Des cadres de direction, des ouvriers, l’industrie et la banque subissent tous le harcèlement sexuel.
Quels secteurs sont les plus touchés par le harcèlement sexuel au travail ?
Dans certains secteurs d’activité, qui sont les plus masculins, les gens se permettent plus de choses. Quand on examine les profils des auteurs de harcèlement, on s’aperçoit que cela touche des milieux sociaux assez variés. Idem pour les victimes, qui occupent un spectre social très large. Beaucoup croient spontanément que ce sont plutôt les diplômés ou les cadres qui harcèlent les secrétaires. Cette description est loin de la réalité de terrain: des cadres de direction, des ouvriers, l’industrie et la banque subissent tous le harcèlement sexuel. Il n’y a pas de géographie du harcèlement mais différents types de harcèlement.
C’est-à-dire ?
Il y a deux grands schémas. Soit on est face à des comportements individuels, comme une affaire récente que j’ai traitée. Un employé envoyait ainsi des photos de lui nu à certaines femmes de l’entreprise.
Soit on observe un second type de harcèlement : la pression d’un groupe entier dans l’entreprise qui finit par créer crée une espèce de harcèlement d’ambiance. Cela peut passer par des blagues obscènes racontées pendant des déjeuners d’équipe.
Dans ce second type, un individu se permet un peu plus que le groupe. Dans ces cas-là, l’entreprise doit s’interroger sur la déviance du groupe. A l’Assemblée nationale, des députés avaient sifflé Cécile Duflot alors ministre parce qu’elle portait une robe à fleurs, c’est totalement inadmissible ! Dans certaines entreprises, on retrouve cette ambiance qui peut autoriser des esprits un peu moins forts à franchir le pas. C’est là où le travail de prévention est important. Dans certains services, dans des salles de marché ou des secteurs comme le bâtiment, on peut autoriser par exemple l’affichage de calendriers de femmes dénudées, de caricatures, de billets d’humeur. Cela crée un environnement propice au dérapage. C’est là que l’entreprise doit intervenir en menant des campagnes de prévention où les comportements prohibés doivent être décrits et les sanctions explicitées.
Dans certaines entreprises, des dessins censés être drôles montrent systématiquement un des deux sexes brimés.
… en proscrivant les calendriers de femmes nues ! A vous écouter, il faudrait imposer un cadre monacal au bureau pour éviter tout « dérapage ». Faut-il interdire les posters de camionneurs ?
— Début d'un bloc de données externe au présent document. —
PR #482, opened 2026-03-28
rust-openssl sync

kornelski:
I've diffed API with rust-openssl and implemented some low-hanging fruit.


rushilmehra:
Need to configure AI reviews for this repo

PR #486, opened 2026-04-13
Add EVP_AEAD-based detached AEAD module

janrueth:
Introduce a new boring::aead module with Algorithm, AeadCtx, and Crypter wrappers over BoringSSL EVP_AEAD APIs, including detached seal_scatter/open_gather operations.

Document usage with module guidance, a basic detached-tag example, and an advanced scatter/gather example that explains extra_in layout and decryption handling.

Add validation and tests for key, nonce, and tag constraints, AES-GCM and XChaCha20-Poly1305 round trips, and scatter/gather with extra input; export the module from boring/src/lib.rs.

### DIFF
--- a/boring/src/aead.rs
+++ b/boring/src/aead.rs
@@ -1,0 +1,549 @@
+//! Authenticated encryption with detached authentication tags.
+//!
+//! This module wraps BoringSSL's `EVP_AEAD` interface and is intended for
+//! protocols that keep ciphertext and authentication tag in separate buffers.
+//!
+//! # Overview
+//!
+//! [`AeadCtx`] is the main type. Create one with an [`Algorithm`] and a key,
+//! then use it to encrypt and decrypt:
+//!
+//! - [`AeadCtxRef::seal_in_place`] / [`AeadCtxRef::open_in_place`] — encrypt
+//!   or decrypt a buffer in place with a detached tag. These cover the common
+//!   case (TLS record framing, packet formats with explicit tag fields, etc.).
+//!
+//! - [`AeadCtxRef::seal_scatter`] / [`AeadCtxRef::open_gather`] — lower-level
+//!   scatter/gather operations for protocols that split ciphertext output across
+//!   multiple buffers.
+//!
+//! # When to use [`crate::symm`] instead
+//!
+//! If you want one-shot helpers that allocate output buffers or APIs centered
+//! on `EVP_CIPHER`, prefer [`crate::symm`], including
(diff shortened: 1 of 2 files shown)


boring/src/aead.rs
```diff
@@ -0,0 +1,517 @@
...
+                associated_data.len(),
+            ))
+        }
+    }
+}
+
+/// Convenience wrapper for in-place detached AEAD operations.
+pub struct Crypter {
+    ctx: AeadCtx,
+    max_overhead: usize,
```
kornelski: Could Crypter be just convenience methods on AeadCtx?

I presume it exists to cache these fields, but maybe that isn't necessary? There's `EVP_AEAD_CTX_tag_len` if you really need it. I don't see anything for nonce except `#define EVP_AEAD_MAX_NONCE_LENGTH 24`.

either way, the implementation verifies the lengths itself:

```
  if (in_tag_len != tag_len) {
    OPENSSL_PUT_ERROR(CIPHER, CIPHER_R_BAD_DECRYPT);
    return 0;
  }
```

so the wrapper doesn't have to.

boring/src/aead.rs
```diff
@@ -0,0 +1,517 @@
...
+                in_out.as_ptr(),
+                in_out.len(),
+                extra_in_ptr,
+                extra_in_len,
+                associated_data.as_ptr(),
+                associated_data.len(),
+            ))?;
+        }
+
+        Ok(out_tag_len)
```
kornelski: it may be helpful to return `&out_tag[..out_tag_len]`. That still returns the size, but lets the caller use the returned slice without doing buffer slicing themselves (same for other length-returning methods)

janrueth: yeah, that's probably a nicer API, will adjust!

boring/src/aead.rs
janrueth: Yeah, we can do that. I'll remove the length check here then if it's checked already!

janrueth: regarding nonce-length validation. Seems boring supports variable length nonces if the algorithm supports it. So I'm removing the check as well. I've added a test using ChaCha20-Poly1305 which doesn't support it to observe that it will fail if misused

janrueth: Pushed a change to remove the Crypter and length checks

boring/src/aead.rs
janrueth: pushed a change that returns the correctly size slice

kornelski (approved):

kornelski (approved):

PR #487, opened 2026-04-13
Add TLS 1.2 PRF module and bindings

janrueth:
Expose a new boring::prf::tls1_prf helper that wraps the TLS 1.2 PRF and document it with RFC 5246 context. Add vector tests for SHA-224, SHA-256, SHA-384, and SHA-512 to verify output compatibility.

Declare CRYPTO_tls1_prf in boring-sys as a manual extern because the symbol is exported by BoringSSL but declared only in an internal header, so bindgen does not emit it. Keep this as a small explicit declaration in lib.rs as the simplest and most robust approach for a single missing symbol, instead of adding fragile bindgen plumbing for internal headers.

### DIFF
--- a/.github/workflows/ci.yml
+++ b/.github/workflows/ci.yml
@@ -58,7 +58,7 @@ jobs:
           path: target
           key: clippy-${{ steps.rust-version.outputs.version }}-${{ hashFiles('Cargo.lock') }}
       - name: Run clippy
-        run: cargo clippy --all --all-targets --features rpk,mlkem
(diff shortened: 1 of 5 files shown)


kornelski:
Why the -sys crate modification? bindgen should have generated the extern "C" definition for you

janrueth:
The symbol is defined in an internal header that's not looked at by bindgen. Alternative is to add a patch that exposes it to a public header but that feels more brittle than simply defining the symbol the way I did

kornelski (approved):

janrueth:
Thanks for adding the feature-flag gate!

Bien sûr que non. Le camionneur dort tout seul dans son camion. Si ça lui fait plaisir de s’endormir en regardant la photo d’une femme nue, c’est son problème et peut-être celui de son épouse ! Que grand bien lui fasse. Mais dans certaines entreprises, des dessins censés être drôles montrent systématiquement un des deux sexes brimés. Cela signifie qu’on autorise une image de la femme susceptible de laisser la porte ouverte aux comportements harceleurs.